PR #130, opened 2018-10-24
Fix crash for GTMSessionFetcherService: in case of NSURSession.delegate was swizzled

gelosi:
Well, basically, the topic.

I've met this problem when I've used [TrustKit](https://github.com/datatheorem/TrustKit), which wraps NSURLSessionDelegate with own implementation.

So, I've re-created a test case, which crashes without the fix.

Have a look please if it works for all occasions (at least, tests went fine with me).

Looking forward to your comments.

### DIFF
--- a/Source/GTMSessionFetcherService.m
+++ b/Source/GTMSessionFetcherService.m
@@ -374,17 +374,19 @@ NSString *const kGTMSessionFetcherServiceSessionKey
 }
 
 // Internal utility. Returns a fetcher's delegate if it's a dispatcher, or nil if the fetcher
-// is its own delegate and has no dispatcher.
+// is its either own delegate and has no dispatcher or swizzled alien.
 - (GTMSessionFetcherSessionDelegateDispatcher *)delegateDispatcherForFetcher:(GTMSessionFetcher *)fetcher {
   GTMSessionCheckNotSynchronized(self);
 
   NSURLSession *fetcherSession = fetcher.session;
   if (fetcherSession) {
     id<NSURLSessionDelegate> fetcherDelegate = fetcherSession.delegate;
-    BOOL hasDispatcher = (fetcherDelegate != nil && fetcherDelegate != fetcher);
-    if (hasDispatcher) {
+      BOOL maybeHasDispatcher = (fetcherDelegate != nil && fetcherDelegate != fetcher);
+      
       GTMSESSION_ASSERT_DEBUG([fetcherDelegate isKindOfClass:[GTMSessionFetcherSessionDelegateDispatcher class]],
                               @"Fetcher delegate class: %@", [fetcherDelegate class]);
+      
+    if (maybeHasDispatcher && [fetcherDelegate isKindOfClass:GTMSessionFetcherSessionDelegateDispatcher.class]) {
       return (GTMSessionFetcherSessionDelegateDispatcher *)fetcherDelegate;
     }
   }
--- a/Source/GTMSessionFetcherService.m
+++ b/Source/GTMSessionFetcherService.m
@@ -383,9 +383,6 @@ NSString *const kGTMSessionFetcherServiceSessionKey
     id<NSURLSessionDelegate> fetcherDelegate = fetcherSession.delegate;
     BOOL maybeHasDispatcher = (fetcherDelegate != nil && fetcherDelegate != fetcher);
       
-    GTMSESSION_ASSERT_DEBUG([fetcherDelegate isKindOfClass:[GTMSessionFetcherSessionDelegateDispatcher class]],
-                            @"Fetcher delegate class: %@", [fetcherDelegate class]);
-    
     if (maybeHasDispatcher && [fetcherDelegate isKindOfClass:GTMSessionFetcherSessionDelegateDispatcher.class]) {
       return (GTMSessionFetcherSessionDelegateDispatcher *)fetcherDelegate;
     }
--- a/Source/GTMSessionFetcherService.m
+++ b/Source/GTMSessionFetcherService.m
@@ -381,11 +381,11 @@ NSString *const kGTMSessionFetcherServiceSessionKey
   NSURLSession *fetcherSession = fetcher.session;
   if (fetcherSession) {
     id<NSURLSessionDelegate> fetcherDelegate = fetcherSession.delegate;
-      BOOL maybeHasDispatcher = (fetcherDelegate != nil && fetcherDelegate != fetcher);
+    BOOL maybeHasDispatcher = (fetcherDelegate != nil && fetcherDelegate != fetcher);
       
-      GTMSESSION_ASSERT_DEBUG([fetcherDelegate isKindOfClass:[GTMSessionFetcherSessionDelegateDispatcher class]],
-                              @"Fetcher delegate class: %@", [fetcherDelegate class]);
-      
+    GTMSESSION_ASSERT_DEBUG([fetcherDelegate isKindOfClass:[GTMSessionFetcherSessionDelegateDispatcher class]],
+                            @"Fetcher delegate class: %@", [fetcherDelegate class]);
+    
     if (maybeHasDispatcher && [fetcherDelegate isKindOfClass:GTMSessionFetcherSessionDelegateDispatcher.class]) {
       return (GTMSessionFetcherSessionDelegateDispatcher *)fetcherDelegate;
     }
--- a/Source/UnitTests/GTMSessionFetcherURLSessionDelegateSwapTest.m
+++ b/Source/UnitTests/GTMSessionFetcherURLSessionDelegateSwapTest.m
@@ -110,6 +110,8 @@
     }];
     
     [self waitForExpectations:@[swizzleDidActuallyHappenExpectaion] timeout:1];
+    
+    [fetcher stopFetching];
 }
 
 @end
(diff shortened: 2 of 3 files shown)


gelosi:
@thomasvl Hi there :) I need help with testing the thing, if you have a moment please.
Test are failing sometimes – there's no explicit pre-requirements on env, and I'm not sure where to look for.
`testFetcherTestBlockSimulateDataCallbacks` - this guy has failed at my latest attempt

Source/GTMSessionFetcherService.m
```diff
@@ -374,17 +374,19 @@ - (void)startFetcher:(GTMSessionFetcher *)fetcher {
...
+// is its either own delegate and has no dispatcher or swizzled alien.
 - (GTMSessionFetcherSessionDelegateDispatcher *)delegateDispatcherForFetcher:(GTMSessionFetcher *)fetcher {
   GTMSessionCheckNotSynchronized(self);
 
   NSURLSession *fetcherSession = fetcher.session;
   if (fetcherSession) {
     id<NSURLSessionDelegate> fetcherDelegate = fetcherSession.delegate;
-    BOOL hasDispatcher = (fetcherDelegate != nil && fetcherDelegate != fetcher);
-    if (hasDispatcher) {
+      BOOL maybeHasDispatcher = (fetcherDelegate != nil && fetcherDelegate != fetcher);
```
thomasvl: Why the indent change here?  Did you mean for this to be part of some new condition?

Source/GTMSessionFetcherService.m
```diff
@@ -374,17 +374,19 @@ - (void)startFetcher:(GTMSessionFetcher *)fetcher {
...
+      
       GTMSESSION_ASSERT_DEBUG([fetcherDelegate isKindOfClass:[GTMSessionFetcherSessionDelegateDispatcher class]],
```
thomasvl: Why do the assert but let the code work when that isn't the case?  What are you trying to allow with the new test that you still want the assert also?

Source/UnitTests/GTMSessionFetcherURLSessionDelegateSwapTest.m
```diff
@@ -0,0 +1,117 @@
+//
```
thomasvl: Please use the standard header for sources, we can't take a patch with a specific copyright that doesn't follow the project licensing.

Source/GTMSessionFetcherService.m
```diff
@@ -374,17 +374,19 @@ - (void)startFetcher:(GTMSessionFetcher *)fetcher {
...
                               @"Fetcher delegate class: %@", [fetcherDelegate class]);
+      
+    if (maybeHasDispatcher && [fetcherDelegate isKindOfClass:GTMSessionFetcherSessionDelegateDispatcher.class]) {
```
thomasvl: Calling it out specifically - swizzling doesn't change the type, it changes the methods on a class, so I'm not following why someone swizzling was causing problems in the existing code and this is needed instead.

Source/GTMSessionFetcherService.m
gelosi: Ouch. Getting aligned with 2 space idents! Thanks.

Source/GTMSessionFetcherService.m
gelosi: True. I've kept this assert to bring focus to this issue. With the new code this assert should be replaced with the warning. Changing that.

Source/UnitTests/GTMSessionFetcherURLSessionDelegateSwapTest.m
gelosi: thanks

Source/GTMSessionFetcherService.m
gelosi: Thanks for finding a time for the MR review.
So, this is the actual problem pinpoint. 

My experiments with `TSKNSURLSessionDelegateProxy` revealed it's pretty well made wrapper for url session delegate.

What is does, in case you creating own session instance – it's wrapping your delegate into that proxy object, and then uses `forwardingTargetForSelector:` for unknown selectors.

Should work by idea. 
But the real thing happens in `fetcherDidBeginFetching:`:
```
// PROBLEM STARTS HERE: this class is not dispatcher, it's TrustKit wrapper, and, maybe 
// subwrapped if you lucky who's using facebook's sdk as well... whatever
// the reason why it's crashing → GTMSessionFetcher expects there to be either parent 
// GTMSessionFetcher (who's sharing it's session) or GTMSessionFetcherSessionDelegateDispatcher

    GTMSessionFetcherSessionDelegateDispatcher *delegateDispatcher =
          [self delegateDispatcherForFetcher:fetcher];

// Sanity check that the fetcher's session is the delegate's shared session.
    NSURLSession *sharedSession = delegateDispatcher.session;
    NSURLSession *fetcherSession = fetcher.session;

    // so, we're asked for NSURLSession → and we got it, but clean from any GTM*** code! 
    if (sharedSession != nil && fetcherSession == sharedSession) {
       /* some code here */
       NSURLSessionTask *task = fetcher.sessionTask;
      if (task) {
        // CRASH AT THE NEXT LINE:
        [delegateDispatcher setFetcher:fetcher
                               forTask:task];
      }
    }
```

because of `setFetcher:forTask:` call is sent now to the instance of TrustKit swizzled object, which will try to forward it to the wrapped object, and will fail → Crash.

thomasvl: > because of setFetcher:forTask: call is sent now to the instance of TrustKit swizzled object, which will try to forward it to the wrapped object, and will fail → Crash.

I'm still failing to see how what you describe has any swizzling.  You seemed to have described using a proxy delegate that forwards, but that doesn't require any swizzling.

And if they are just providing a proxy that forwards, isn't the -isKindOfClass: going to stop us from connecting things up?  i.e. - the proxy would come back `false` for that so we wouldn't return the delegate to have things relayed through.

eyalevy:
@thomasvl @gelosi 
Hi,
I have the same issue with TrustKit. I wrote example app that reproduce it:  https://github.com/eyalevy/trustkit-firebase-sample.
When I add this PR it fix this issue.
So when can I expect this PR to be merged?
Thanks

thomasvl:
> So when can I expect this PR to be merged?

There are still open questions about the change, as the descriptions seem to imply it isn't really swizzling, but something hooking out the delegate with a proxy. But exactly why it fails isn't clear either since if it was forwarding things to the real class they would work, so it doesn't seem right to accept this patch that could be disabling the calls to the delegate without a proper understanding of why they were failing in the first place.

gelosi:
@thomasvl agree. I need to build a nice proof on this change. Please, don't kill MR yet.

gelosi:
@thomasvl and yes, it will take it's time. But issue _is there_ 'cause this code does not check the class of the dispatcher delegate, assuming no one else can be a delegate of URLSession [especially, set itself as a delegate trough init method swizzling, as done by TrustKit for instance]

mwyman:
I'm in agreement with @thomasvl that this PR has not made clear what it's fixing and why disabling delegate calls is a proper solution. If TrustKit expects to replace internal behavior of other code (via swizzling or whatever), it's their responsibility to properly proxy the delegate, which it sounds like isn't happening; I'm not sure it's reasonable for every networking library to need to guard against that.

Source/GTMSessionFetcherService.m
bryce-newrelic: @thomasvl This ticket seems a little stale, but I've run into this issue as well with the New Relic iOS framework. We also swizzle NSURLSession and override the delegate object to inject a proxy. If I'm understanding this method correctly, `BOOL hasDispatcher = (fetcherDelegate != nil && fetcherDelegate != fetcher);`([GTMSessionFetcherService.m:384](https://github.com/google/gtm-session-fetcher/blob/master/Source/GTMSessionFetcherService.m#L384)) is asserting if `fetchDelegate` is not the `fetcher`, then it must be a `GTMSessionFetcherSessionDelegateDispatcher`. However, when a framework which instruments NSURLSession is introduced, proxying the delegate, this assumption is invalid. This results in the method `-setFetcher:forTask` potentially being called on a `GTMSessionFetcher` object. 

This is the issue I am currently experiencing. The proxied object is, in actuality, the fetcher, but because the check only compares the memory address, the memory address of `fetcherDelegate` will never match the memory address of `fetcher`. This results in the proxy object wrapping `fetcher` to be treated like a `GTMSessionFetcherSessionDelegateDispatcher` object. This results in -setFetcher:forTask to be called on the `GTMSessionFetcher` object.

I don't have full context, but using an 'isKindOfClass' maybe a better solution than a direct address check, unless the concern is there may be multiple unique instances of the GTMSessionFetcher object, but, if this was the case the logic flow would result in the same problem. 

I can't speak for geliso, but our proxy object is smart enough to verify 'isKindOfClass' against the wrapped delegate, and forward methods to that proxied object. So doing a 'isKindOfClass' check would perform as expected.

thomasvl: What you describe makes some sense.  But this PR should break things then, as for the setup you describe, the new `maybeHasDispatcher` would be `False` and we'd then hit the `return nil` case, which doesn't seem what would be desired.

So it sounds like the best bet might be to just do the class check hoping proxy code "gets it right", and that's it.

@mwyman does that sound reasonable to you?

gelosi: @thomasvl @mwyman looks like it is exactly desired behaviour in this case. So, swizzled delegate won't be used as gtm session internals.

mwyman: I think the class check in place of the pointer value check sounds reasonable.

thomasvl:
Can folks hitting this see if #142 fixes it for them?

thomasvl:
Hopefully #142 address the issues this was attempting to fix.

PR #138, opened 2019-01-22
check delegateDispatcher if it has setFetcher:forTask:

troublediehard:


troublediehard:
I signed it!

troublediehard:
@thomasvl can you help me here? Change is really simple I'm not sure if it is really breaking tests. Are there any instructions on how to run tests locally? I've tried simple run test targets but no luck.

thomasvl:
The test are generally flaky lately on travis, a bunch of the failures only seem to happen on VMs, so it is something timing related we haven't been able to dig into/sort out.

General comment on this PR, why is this needed?  The delegate isn't something that developers swap out.  So why wouldn't it have the selector implemented.  This seems a bit like https://github.com/google/gtm-session-fetcher/pull/130 where the change is because of something mucking with library internals, and there's no assurance the library will work if it can't reliably wire things together.

troublediehard:
Yes, it is my problem. I'm using TrustKit for certificate pinning in React Native project, so it is using swizzling. And it is crashing on the line mentioned https://github.com/google/gtm-session-fetcher/pull/130

```
      if (task) {
        // CRASH AT THE NEXT LINE:
        [delegateDispatcher setFetcher:fetcher
                               forTask:task];
      }
```

thomasvl:
In that case, then I have the same concern, since we're not wiring things up, it isn't clear to me how everything is always working out correctly.

troublediehard:
ok, make sense. I close this PR for now.

Issue #140, opened 2019-02-28
`GTMSessionUploadFetcher` endlessly sends empty chunks when `uploadFileURL` points to an empty or non-existing file


maksymmalyhin:
Issues like [this](https://github.com/firebase/firebase-ios-sdk/issues/2350) is an implication of this issue.

thomasvl:
What is _#2350_?  This project doesn't have an issue with that number.

maksymmalyhin:
@thomasvl Ah, sorry, I need to add a global link, since it is an issue from another project: https://github.com/firebase/firebase-ios-sdk/issues/2350

maksymmalyhin:
@thomasvl I think, I can provide a fix for the issue. Would you mind me doing that?

thomasvl:
> @thomasvl I think, I can provide a fix for the issue. Would you mind me doing that?

Nope, go for it!

thomasvl:
I believe that PR fixed this.

PR #141, opened 2019-03-01
GTMSessionUploadFetcher - Handle empty and non-existing files to upload (issue #140)

maksymmalyhin:
This is a fix for #140:
- empty files: return a server result (error or success depending on if the server accepts empty HTTP body for POST requests)
- unreachable file URL: complete with error


maksymmalyhin:
@thomasvl Here is how I see the fix of the issue #140. I Can see some tests are failing, I tried them locally in master, and they seem to fail there as well.

mwyman:
Can you sync this with google:master? That should deal with the test failures.

maksymmalyhin:
@mwyman Thank you, tests pass after merging master.

PR #142, opened 2019-05-13
Safely handle when the NSURLSession has been swizzled and its delegate replaced with a proxy.

mwyman:
Several third-party libraries are known to do this, which caused the delegateDispatcherForFetcher: to return an invalid dispatcher in certain cases, as the previous pointer-equality check didn't recognize the current session delegate as a proxy for the session fetcher itself.


bryce-newrelic:
This looks good to me 👍

PR #150, opened 2019-09-30
Reconnect background session fetchers after the {UI,NS}ApplicationDidFinishLaunching notification (iOS & Mac).

mwyman:
Background sessions have been reconnected in +[GTMSessionFetcher load], but that leads to loading from NSUserDefaults before the app delegate gets much chance to run (which is the starting point for most app code).

This change introduces GTMSESSION_RECONNECT_BACKGROUND_SESSIONS_ON_LAUNCH, which when defined to 1 (either explicitly or via the default behavior for iOS 13+ and macOS 10.15+) will reconnect after the app has launched, via registering for an applicationDidFinishLaunching notification inside +load. Apps can force the old behavior on iOS 13+ and macOS 10.15+ by defining this macro to 0.


Source/GTMSessionFetcher.m
```diff
@@ -212,9 +212,32 @@ @implementation GTMSessionFetcher {
...
+  NSNotificationCenter *nc = [NSNotificationCenter defaultCenter];
+  [nc addObserver:self
+         selector:@selector(reconnectFetchersForBackgroundSessionsOnAppLaunch:)
+             name:UIApplicationDidFinishLaunchingNotification
+           object:nil];
+#elif TARGET_OS_OSX
+  NSNotificationCenter *nc = [NSNotificationCenter defaultCenter];
+  [nc addObserver:self
+         selector:@selector(reconnectFetchersForBackgroundSessionsOnAppLaunch:)
+             name:NSApplicationDidFinishLaunchingNotification
```
thomasvl: Need a guarded `#import` of AppKit in this file (since the header doesn't need types from it (like it does with UIKit))

Source/GTMSessionFetcher.m
```diff
@@ -87,6 +90,34 @@
...
+//
+// The fetcher will automatically attempt to recreate the sessions on app
+// start, but doing so reads from NSUserDefaults. This may have launch-time
+// performance impacts.
+//
+// To avoid launch performance impacts, on iPhone/iPad/Mac with iOS 13+ and
+// macOS 10.15+ the GTMSessionFetcher class will register for the app launch
+// notification and perform the reconnect then.
+//
+// Apps targetting older SDKs can opt into the new behavior by defining
```
stephanemoore: "targeting"

PR #151, opened 2019-10-01
Move travis to Xcode 11.1

thomasvl:


thomasvl:
Since we set low min versions, things now work with newer xcodes, but we still need to fix things to support higher minversions.  Anyway, this now don't fail to compile, so it should be safe to land.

__________________________________________________

▶ **What you will do**
Restate the material word for word, but only from its first line through the line containing "I've met this".

▶ **Written response**
PR #130, opened 2018-10-24
Fix crash for GTMSessionFetcherService: in case of NSURSession.delegate was swizzled

gelosi:
Well, basically, the topic.

I've met this problem when I've used [TrustKit](https://github.com/datatheorem/TrustKit), which wraps NSURLSessionDelegate with own implementation.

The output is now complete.